PR #547, opened 2025-03-14
Make reliable topics use blocking congestion control

### LINKED ISSUE #543: Unable to send 10 MB messages through the network
While running ping-pong test across a network, a large-size message can't be received.
If sending with a 1MB message, data might be missed. With a 10 MB message, we can never receive that.

We test with the package: https://github.com/ZettaScaleLabs/ros2-simple-performance in the topology

```
     host 1                   host 2
[ping ----- zenohd] ----- [zenohd ----- pong]
```

* Host 1: `ros2 run simple_performance ping --ros-args -p warmup:=1.0 -p size:=10000000 -p samples:=10 -p rate:=1`
* Host 2: `ros2 run simple_performance pong`

We can't receive data on pong size, but it works when size is smaller.

Here are some investigations on the pong side:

• **EXERCISE DESCRIPTION**
Output each record exactly as it appears in the listing.

• **ANSWER TO THE EXERCISE**
PR #547, opened 2025-03-14
Make reliable topics use blocking congestion control

### LINKED ISSUE #543: Unable to send 10 MB messages through the network
While running ping-pong test across a network, a large-size message can't be received.
If sending with a 1MB message, data might be missed. With a 10 MB message, we can never receive that.

We test with the package: https://github.com/ZettaScaleLabs/ros2-simple-performance in the topology

```
     host 1                   host 2
[ping ----- zenohd] ----- [zenohd ----- pong]
```

* Host 1: `ros2 run simple_performance ping --ros-args -p warmup:=1.0 -p size:=10000000 -p samples:=10 -p rate:=1`
* Host 2: `ros2 run simple_performance pong`

We can't receive data on pong size, but it works when size is smaller.

Here are some investigations on the pong side:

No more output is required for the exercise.